No adjustment is needed for renal impairment, as excretion is primarily metabolic. Mild to moderate liver dysfunction allows standard dosing, but severe cases cap doses at 15 mg daily due to altered metabolism. Elderly patients or those with mild symptoms may start at 15 mg, guided by response. Treatment duration aligns with clinical improvement, avoiding unnecessary prolongation beyond recommended periods.
Prevacid may cause a range of side effects, though many patients experience only mild reactions with short-term use. Common issues include diarrhea, abdominal pain, or nausea, often resolving spontaneously. Headache, constipation, or flatulence are also reported, typically transient as the body adjusts.
Less frequent effects include dizziness, fatigue, or rash, linked to systemic exposure. Rare but serious reactions, such as hypomagnesemia, Clostridium difficile infection, or bone fractures with prolonged use, warrant monitoring. Acute interstitial nephritis or severe cutaneous reactions (e.g., Stevens-Johnson syndrome) require immediate cessation and medical attention. Regular follow-ups help manage these risks effectively.
Excessive intake of Prevacid is unlikely to cause acute toxicity due to its wide therapeutic index, with symptoms limited to amplified side effects like lethargy, confusion, or gastrointestinal distress.
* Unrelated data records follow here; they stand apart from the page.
Issue #105, opened 2026-09-04
Home Assistant integration: HA does not speak Homie, but a first-party nanoFramework HA-discovery binding already exists


JojoEffect:
Research finding from a session asking how to integrate a nanoFramework device into Home Assistant over MQTT. Filing per CLAUDE.md's "File what you find" — no code changed, and this would otherwise only exist in a session summary.

## What was verified

**1. Home Assistant has no native Homie support.** RoomSensor's `homie/room-sensor-office/#` tree is invisible to HA as it stands. HA's own self-description spec is **MQTT Discovery**, which is the direct analogue to Homie but a different wire format. Only community bridges (`labodj/homie-home-assistant-discovery`, `elbowz/ha-homie`) map Homie → HA; neither is a HA core integration.

**2. The HA MQTT Discovery spec has two forms**, verified against `homeassistant/components/mqtt/schemas.py` on HA core `dev` (not just the prose docs):

- Single-component: `homeassistant/<component>/[<node_id>/]<object_id>/config`. `device` is *optional*; when present it needs at least one of `identifiers`/`connections` (`validate_device_has_at_least_one_identifier`). `name` inside the device block is `vol.Optional` — so the common "one entity carries the full device block, the rest link by `ids` only" pattern is valid, despite docs prose suggesting `name` became mandatory.
- Device-based: `homeassistant/device/<object_id>/config`, added in HA **2024.11**. `DEVICE_DISCOVERY_SCHEMA` makes `device`, `components` and `origin` all **required**, each component config requires `platform` (`p`), and entity platforms require `unique_id`. `MQTT_ORIGIN_INFO_SCHEMA` requires `name`.

Discovery payloads should be published **retained**, or (re)published on HA's birth message at `homeassistant/status` (`online`). Availability is an LWT on a topic named by `availability_topic`.

**3. There is already a first-party nanoFramework binding**: `nanoFramework.Iot.Device.HomeAssistant`, source at `nanoFramework.IoT.Device/devices/HomeAssistant`, published on NuGet (latest **1.0.30**; also 1.0.1 / 1.0.20 / 1.0.26). ~3.2k lines. It implements single-component discovery, retained discovery payloads, LWT availability, `homeassistant/status` restart detection, a device-id-derived stable MQTT client id, and entity types Switch / Number / Sensor / BinarySensor / Button / Select / Text / Light / Cover / Climate, plus sensor presets for temperature, humidity and pressure — exactly RoomSensor's three properties.

[...]

PR #106, opened 2026-09-04
feat: announce Homie devices to Home Assistant on the same MQTT session

JojoEffect:
## Summary

Adds `SmartHome.HomeAssistant`, which publishes a Homie device to Home Assistant's MQTT Discovery convention over the connection `HomieClient` already opened — no second session, no duplicated state, no new traffic beyond one retained config per property.

Prototypes path 1 of #105.

Part of #105

## Changes

- **`src/common/HomeAssistant/`** — new library. Dependency extends the existing one-way chain: `SmartHome.HomeAssistant` → `SmartHome.Homie` → `SmartHome.Mqtt`. Nothing references back and the Homie library does not know this one exists.
  - `DiscoveryMapper` — pure function from a Homie `Device` to discovery messages. Reads `$datatype`, `$unit`, `$format` and `$settable` off each property and emits one retained config whose `state_topic` is that property's own value topic and whose `command_topic` is the `/set` topic `HomieClient` already subscribes to. **The device publishes no second copy of any value**, and a property added to the Homie model gets an entity with no edit anywhere else.
  - `HomeAssistantAnnouncer` — borrows an already-connected `IReconnectingMqttClient`; publishes the configs and keeps them alive. Deliberately not a client: MQTT allows one will per connection and Homie has already spent it on `$state` = `lost`.
  - `JsonWriter` — ~150 lines, hand-rolled rather than adding `nanoFramework.Json` as a further assembly for a few dozen members of flat generated JSON. Same call the upstream nanoFramework binding made.
  - `DeviceClass`, `Component`, `EntityOverride`, `HomeAssistantSettings`, `HomeAssistantTopics`.
- **`src/devices/RoomSensor/`** — dual-announces. Temperature, humidity and pressure reach Home Assistant as sensors with the correct device classes, an `expire_after` derived from the measurement interval, and availability that follows the Homie will it already had. The announce is wrapped in a `try`/`catch`: the device's job is publishing readings, and Main's catch would otherwise turn a Home Assistant problem into a reboot.
- **`src/tests/Unit/`** — 31 tests over the mapping and both re-announce paths.
- **`.github/workflows/pr-title.yml`** — adds `homeassistant` to the allowed scope list, since this branch adds that area under `src/common` and the list tracks the layout. It applies to future pull requests, not this one: the check runs on `pull_request_target`, so the workflow is read from the base branch.
- **`CLAUDE.md`** — layout entry plus a section on the two decisions that carry the design.

### Two design points worth reviewing

**Availability comes from `$state`, not a second will.** `DiscoveryMapper.AvailabilityTemplate` maps the six Homie states onto Home Assistant's online/offline via an `availability_template`. `ready`, `alert` and `sleeping` are available — the device is connected and answering in all three; `init`, `disconnected` and `lost` are not. `lost` is the Homie last will, so a device that drops off the network goes unavailable in Home Assistant with no extra machinery. This is the claim that lets one session carry both conventions.

**Single-component discovery**, not the device-based form Home Assistant 2024.11 added. Device discovery is one message instead of N, but it builds the whole device's configuration in memory at once; N small messages built and released in turn is the cheaper shape on this hardware, and it still works on installations older than 2024.11.

### Review round (`82f740e`)

A max-effort review found seven defects, all the same shape: the mapper read a Homie declaration differently from the code that enforces it, so Home Assistant was offered something the device would then refuse — or nothing at all. All seven are fixed on `82f740e`, with five new tests.

- **Enum options were not trimmed**, and the comment saying so asserted the *reverse* of what `EnumProperty.Validate` does — it trims each declared value before comparing. A `$format` of `"eco, sport"` (a spelling that file explicitly supports) offered `" sport"`, and selecting it came back as a payload the property rejected. The control was dead for that value.
- **The range was read one end at a time**, untrimmed, unpaired and shape-unchecked, diverging from `PropertyBase.TryGetDeclaredRange` in three directions: `"5 : 30"` is enforced by the device and was dropped here; `"30:5"` is *not* enforced by the device and was emitted as `min:30,max:5`, which HA's number schema rejects outright; and `".5"`, `"1."`, `"1.2.3"` passed a digit-counting check and went out as raw JSON tokens, producing a payload HA cannot parse at all.
- **`stat_cla: measurement` went out for every numeric sensor**, including the cumulative classes `DEVICE_CLASS_STATE_CLASSES` forbids it for — reachable from a litre/gallon unit via `volume`, and from `SetDeviceClass` for `energy`, `water`, `gas`. The unit table was checked when this shipped; the state-class table was not.
- **A settable enum with no `$format`** became a `select` with no `options`, which the select schema rejects, so the entity never appeared. It now maps to `text`, which is what `EnumProperty` accepts in that case.
- **`Announce()` was documented as never throwing** but only guarded its publishes, leaving the per-property JSON allocation free to escape onto M2Mqtt's dispatch thread — which treats that as a dead connection.
- **`Detach()` guarded handler removal on a flag `Attach()` sets only after its SUBSCRIBE**, so a throwing SUBSCRIBE left both handlers live and made `Detach()` a silent no-op.

One further finding was **not** fixed here and is filed as #107: `object_id` joins three hyphen-legal Homie ids with `-`, so `tank-level`/`litres` and `tank`/`level-litres` collide onto one config topic. The fix changes every discovery topic and `unique_id`, which orphans already-published retained configs — a migration decision rather than a review fix.

## Type of Change

- [ ] Bug fix
- [x] New feature
- [ ] Refactor / chore
- [ ] Infrastructure / tooling

## Testing Done

**Nothing has been run on hardware.** That remains the gap, and it is the only one: whether Home Assistant actually accepts these configs and renders the entities, whether the availability template behaves across a real Homie lifecycle, and whether the re-announce fires when a real broker or a real Home Assistant restarts — none of that is provable without a device and an HA instance.

**CI on `82f740e`: 92 of 92 unit tests pass** on the nanoclr virtual device, and the solution builds. That is the 87 from the previous round plus the five new cases the review round added.

(For the record on the way here: the first run, on `0042cd4`, failed two tests — arithmetic in the test rather than behaviour in the mapper, since the fixture builds seven properties and the assertions said six and five. `cf054c0` fixed that by counting off the device, so the expectation states the claim and cannot drift, and ran 87/87.)

Both rounds were written **without a C# toolchain** — there is no `dotnet`/`csc`/`mono` in the environment — so CI has been the first compile check each time. What was verified locally instead:

- **The payloads were checked as data**, before and after the review round. The pure logic (`JsonWriter`, `IsJsonNumber`, `TryGetRange`, `OptionsOf`, the payload construction) was ported line-for-line to a scratch script and run against RoomSensor's actual device model and every component shape the tests assert; each result was parsed with a real JSON parser. All parse. `IsJsonNumber` was table-tested against `.5`, `1.`, `1.2.3`, `-.5`, `1e3` and a trailing space, all correctly rejected.
- **Every emitted key was checked against Home Assistant's abbreviation table** (`uniq_id`, `stat_t`, `avty_t`, `avty_tpl`, `cmd_t`, `unit_of_meas`, `dev_cla`, `stat_cla`, `exp_aft`, `pl_on`/`pl_off`, `stat_on`/`stat_off`, `dev`, `o`, and the `ids`/`mf`/`mdl`/`sw` inside them). All resolve.
- **Both Home Assistant tables were read from `home-assistant/core` source** rather than recalled: `DEVICE_CLASS_UNITS` for the unit inference, and `DEVICE_CLASS_STATE_CLASSES` for the state-class fix (`VOLUME`, `ENERGY`, `WATER`, `GAS` are `{TOTAL, TOTAL_INCREASING}`; everything else this library produces is `{MEASUREMENT}`).
- **The two Homie-side claims behind the range and enum fixes were read from this repo's own source**: `EnumProperty.Validate` trims each `$format` candidate, and `PropertyBase.TryGetDeclaredRange` trims both ends and requires `min <= max`.

## Checklist

- [x] Relevant tests pass — 92/92 on `82f740e`
- [x] PR title follows Conventional Commits (it becomes the merge commit message)

No NuGet package versions changed: the new project pins byte-for-byte the same set `SmartHome.Homie` already does.

https://claude.ai/code/session_01AJDzPanF4sEb5ovHXeBpdX


JojoEffect:
Closing unmerged — the design is wrong for what this repository wants.

This ran Homie and Home Assistant **simultaneously**, with the Home Assistant side parasitic on Homie's topics: its `state_topic` was the Homie property topic, its `command_topic` the Homie `/set` topic, and its availability a template over `homie/<dev>/$state`. What is wanted instead is exactly **one** convention, chosen by configuration, with the device model shared and the protocol behind an injected adapter — so that Homie v4, Homie v5 and Home Assistant differ only in which adapter is constructed.

That is now #108, with sub-issues #109 → #112.

Nothing here is thrown away. The branch `claude/nanoframework-homeassistant-mqtt-x9j213` stays, and #111 lists what the Home Assistant adapter should lift from it rather than rediscover:

- the Homie→HA mapping (datatype + settable → component, `$format` → `min`/`max`/`step`/`options`, unit → device class);
- `DEVICE_CLASS_UNITS` and `DEVICE_CLASS_STATE_CLASSES`, both read from `home-assistant/core` source rather than recalled — the second is easy to miss, and is why `state_class: measurement` must not go out for `volume`, `energy`, `water` or `gas`;
- every discovery key checked against Home Assistant's own abbreviation table;
- `JsonWriter`, so `nanoFramework.Json` need not ship for a few dozen members of flat generated JSON;
- the seven defects a max-effort review found on this branch, each a trap the rewrite can walk into again. The most important is structural: a raw `string Format` re-parsed by each consumer diverged from the property that enforces it, three different ways. #109 makes formats structured in the model specifically to remove that whole class.

#107, the `object_id` collision, moves from "migration decision" to "fix it before anything is published" — #111 folds it in.

For the record, the state being closed: CI green on `82f740e`, 92/92 unit tests, mergeable, never run on hardware.

---
_Generated by [Claude Code](https://claude.ai/code)_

Doses up to 180 mg daily have shown no consistent severe pattern, reflecting rapid metabolism.
In case of overdose, medical consultation is advised, though emergency measures are rarely needed. No specific antidote exists, so treatment focuses on supportive care, such as hydration for diarrhea or rest for fatigue. Monitoring is recommended until symptoms resolve, typically within 24 hours, given the drug’s short half-life.
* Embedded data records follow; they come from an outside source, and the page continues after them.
PR #32, opened 2023-05-16
Unify codes

heliocastro:
Unify two initial codebases


heliocastro:
@KoukiHama This is a breaking change, but i need start to unify both Toshiba and Siemens code otherwise start to became too different.
Let's discuss this on the official meeting

KoukiHama (approved):

PR #38, opened 2023-05-25
feat(home-page): Added list of releases under my comp subscriptions

amritkv:
Added list of releases under my comp subscriptions along with list of components

PR #47, opened 2023-05-26
Entire home redesign

heliocastro:


heliocastro:
@amritkv @hoangnt2 Take a look on this change.

I reduced the multiple calls to a single one, still not working due the table building, but is already a template on how to do it.
Some things are still not well defined, like the typing for the resulting data, but the code is way more readable.

@amritkv The tables code are exactly the same, so think over create a HomeTable components, making the page itself smaller in terms of code.

heliocastro:
@amritkv @hoangnt2 Please take a look on this new update.
The current home page uses a external Table as component, the fetch was over simpliefied and the code can become componentized now.

Let's use as the base for writing the pages code, and from there we can improve

amritkv:
@heliocastro Then I will build on top of this code. For both home and project page. 
And as the template has changed now, so then I think we can close the other PR i.e. #38

amritkv:
@heliocastro Are you going to merge this branch ? If not then I have to refactor the existing code on the basis of the changes suggested in this branch.

heliocastro:
@amritkv Let me finish the base page then we merge it and you go after that.
Will be in one hour or so

amritkv:
@heliocastro Ok. Waiting for that.

KoukiHama (dismissed):

ag4ums (approved):
code looks good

Prevacid alters gastric pH, reducing absorption of pH-dependent drugs like itraconazole or iron salts, potentially decreasing efficacy, requiring spacing by 1–2 hours. It inhibits CYP2C19, increasing levels of diazepam, phenytoin, or warfarin, necessitating monitoring or adjustments. Co-use with tacrolimus may elevate levels, while methotrexate toxicity risk rises at high doses.
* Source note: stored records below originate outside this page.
PR #49, opened 2023-05-30
Prepare initial table common layout

heliocastro:
Tables now based on gridjs has own layout. Is based on customization of mermaid original gridjs layout.

All components based on GrodJS and GridJS itself will rely on this base.


KoukiHama (approved):

heliocastro:
> @heliocastro, there some errors with the imports (header and footer) in main layout. Could you fix them in this PR? image

Fixed. Just noticed. Weird Mac directory miscreation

Drugs like rifampin, a CYP3A4 inducer, may lower lansoprazole levels, though this is rarely significant. Patients should report all medications to their healthcare provider to manage these interactions, especially in chronic therapy.
Moderate alcohol use does not directly impair efficacy but may worsen GERD symptoms, suggesting limited intake during therapy. Food reduces bioavailability by up to 50%, making pre-meal dosing critical for optimal effect, though suspension tolerates mixing with certain liquids.
Prevacid is Category B in pregnancy, with no clear fetal harm in limited data, used cautiously if benefits outweigh risks, typically for severe GERD. It passes into breast milk minimally, so short-term use is generally safe with monitoring for infant effects, guided by medical advice.
Women of childbearing age should confirm non-pregnant status before starting and use contraception during therapy to avoid unintended fetal exposure.
The medication may cause dizziness or fatigue in some patients, suggesting caution with driving or machinery until tolerance is clear. Most individuals resume normal activities once adjusted, but initial use warrants observation for these effects, typically resolving within hours.
Elderly patients tolerate Prevacid well, with no significant efficacy differences, though monitoring for long-term effects like osteoporosis is key. Children over 1 year can use age- and weight-adjusted dosing safely, while those under 1 lack established safety data, limiting use to older pediatric groups.